* _WHAT YOU SHOULD DO_
Report how many lines of the listing contain the string "like", with no other words.

[[ RECORDS PROVIDED open ]]

PR #4297, opened 2026-07-30
hal: Update more kinematics to getter/setter.

BsAtHome:
These should be the last kinematics files to convert to getter/setter.

The set includes the examples userkins.comp and millturn.comp. These have useless pins/params that are part of the example and they are still there.

Apparently also examples, the xyzacb_trsrn.comp and xyzbca_trsrn.comp kinematics were cleaned up a bit. Redundant code was removed, like exporting a function and unused pins/params. The single required pin (for halcompile) is not called dummy. This should have no bearing on the functionality.

The matrixkins.comp is used in a test, so any problem would probably be rather obvious.

### DIFF
--- a/src/hal/components/millturn.comp
+++ b/src/hal/components/millturn.comp
@@ -28,7 +28,7 @@ chapter (docs/src/motion/switchkins.txt)
 """;
 // The fpin pin is not accessible in kinematics functions.
 // Use the *_setup() function for pins and params used by kinematics.
-pin out s32 fpin=0"pin to demonstrate use of a conventional (non-kinematics) function fdemo";
+pin out si32 fpin=0"pin to demonstrate use of a conventional (non-kinematics) function fdemo";
 option period no;
 function fdemo;
 license "GPL";
@@ -40,15 +40,15 @@ author "David Mueller";
 
 static struct haldata {
   // Example pin pointers:
-  hal_u32_t *in;
-  hal_u32_t *out;
+  hal_uint_t in;
+  hal_uint_t out;
   // Example parameters:
-  hal_float_t param_rw;
-  hal_float_t param_ro;
+  //hal_real_t param_rw;
+  //hal_real_t param_ro;
 
   //Declare hal pin pointers used for switchable kinematics
-  hal_bit_t   *kinstype_is_0;
-  hal_bit_t   *kinstype_is_1;
+  hal_bool_t kinstype_is_0;
+  hal_bool_t kinstype_is_1;
 } *haldata;
 
 FUNCTION(fdemo) {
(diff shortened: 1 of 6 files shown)


src/hal/components/millturn.comp
```diff
@@ -69,23 +69,21 @@ static int millturn_setup(void) {
...
 
     // hal pin examples:
-    res += hal_pin_u32_newf(HAL_IN ,&(haldata->in) ,comp_id,"%s.in" ,HAL_PREFIX);
-    res += hal_pin_u32_newf(HAL_OUT,&(haldata->out),comp_id,"%s.out",HAL_PREFIX);
+    res += hal_pin_new_ui32(comp_id, HAL_IN,  &haldata->in,  0, "%s.in",  HAL_PREFIX);
+    res += hal_pin_new_ui32(comp_id, HAL_OUT, &haldata->out, 0, "%s.out", HAL_PREFIX);
     // hal parameter examples:
-    res += hal_param_float_newf(HAL_RW, &haldata->param_rw,comp_id,"%s.param-rw",HAL_PREFIX);
-    res += hal_param_float_newf(HAL_RO, &haldata->param_ro,comp_id,"%s.param-ro",HAL_PREFIX);
+    //res += hal_param_new_real(comp_id, HAL_RW, &haldata->param_rw, 0.0, "%s.param-rw", HAL_PREFIX);
```
grandixximo, line 79: Question: userkins.comp converts these same two example params with hal_param_new_real(), here they are commented out instead. This drops millturn.param-rw and millturn.param-ro from the HAL interface. Intentional, or should they be converted like in userkins?

src/hal/components/xyzacb_trsrn.comp
```diff
@@ -5,11 +5,8 @@ description
 FIXME
 
 """;
-// The fpin pin is not accessible in kinematics functions.
-// Use the *_setup() function for pins and params used by kinematics.
-pin out s32 fpin=0"pin to demonstrate use of a conventional (non-kinematics) function fdemo";
+pin out si32 dummy=0 "dummy pin to satisfy halcompile";
```
grandixximo, line 8: Just to confirm intent: this drops the fdemo function and the demo in/out pins (same in xyzbca_trsrn.comp), while userkins.comp keeps its converted fdemo. I found no references to them in docs or configs, so no breakage that I can see. Fine with me if deliberate.

src/hal/components/millturn.comp
BsAtHome: Yes, this is intentional. The params are not used in the example nor are they addressed in any userspace example. They are there to show what is possible.

I think it is a bad example pattern to have these pins/params, but that is IMO. They have been uncritically copy-pasted and committed. But the example does use the pins and I don't feel like taking it all out.

src/hal/components/xyzacb_trsrn.comp
BsAtHome: Yes, it is intentional. It is IMO a bad pattern to have these examples proliferate with junk code in them.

[[ RECORDS PROVIDED closed ]]

* _TASK ANSWER_
3